Collected data
▼
PR #34517, opened 2026-02-19
fix(core): prevent WASI fallback from hanging in CI environments

Shadowgandor:
## Current Behavior

When the native binary for a platform is not available, Nx falls back to loading WebAssembly (WASI). This fallback can hang indefinitely in CI environments with no error message or timeout, causing CI pipelines to time out after 20+ minutes with zero output.

This issue affects all Nx v21+ versions and has been reported by multiple users across different CI environments (Bamboo, GitLab CI, GitHub Actions, Azure Pipelines).

## Expected Behavior

Nx should fail fast with a clear error message when the native binary is missing, providing actionable instructions to fix the issue instead of hanging silently.

## Solution

This PR adds a check in `packages/nx/src/native/index.js` that detects when the native binary is missing **before** attempting to load it. Instead of silently falling back to WASI (which hangs), Nx now:

1. **Fails fast** with a clear, actionable error message
2. Tells users exactly which package to install (e.g., `@nx/nx-linux-x64-gnu`)
3. Provides instructions for npm/yarn/pnpm
4. Links to the troubleshooting documentation

Example error message:
```
Nx could not find the native binary for your platform (linux-x64).

The expected package "@nx/nx-linux-x64-gnu" is not installed.

This commonly happens in CI environments when optional dependencies are not installed.

To fix this issue, try one of the following:

1. Explicitly install the platform-specific package:
   npm install -D @nx/nx-linux-x64-gnu

2. If using npm, ensure optional dependencies are installed:
   npm install --include=optional

3. If you want to allow Nx to fall back to WebAssembly (may cause hangs in CI):
   Set the environment variable: NX_NATIVE_REQUIRE_ALLOW_FALLBACK=true

For more information, see: https://nx.dev/troubleshooting/troubleshoot-nx-install-issues
```

### New Environment Variable

`NX_NATIVE_REQUIRE_ALLOW_FALLBACK=true` - Users who need WASI fallback can opt-in (with a warning that it may hang).

## Related Issue(s)

Fixes #32750

🤖 Generated with [Claude Code](https://claude.ai/code)


jaysoo (commented):
I understand the motivation — silent WASI fallback that hangs in CI is a bad experience. However, there are several concerns:

1. **No tests** for the new detection logic.
2. **Duplicates platform/arch mapping** that already exists in napi-rs generated code.
3. **Modifies quasi-generated `index.js`** — changes here may be overwritten by napi-rs.
4. **Musl detection** (`ldd --version`) is fragile across environments.
5. **Treats the symptom, not the cause** — the real question is why WASI hangs, not how to avoid falling back to it.

@AgentEnder is assigned to the underlying issue, and the team may want a different approach (e.g., fixing the WASI runtime itself, or making the native binary available for more platforms). I'd suggest coordinating with the team on the desired direction before investing more effort here.

AgentEnder:
Hey, like jack said the proper direction here is to fix the hanging wasi build, not skip it. We are looking into why its hanging, but do not have a concrete answer yet.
▲
== Work order ==
Go through the records above. Copy each line in which the string "index" appears.

== Output for this exercise ==
This PR adds a check in `packages/nx/src/native/index.js` that detects when the native binary is missing **before** attempting to load it. Instead of silently falling back to WASI (which hangs), Nx now:
3. **Modifies quasi-generated `index.js`** — changes here may be overwritten by napi-rs.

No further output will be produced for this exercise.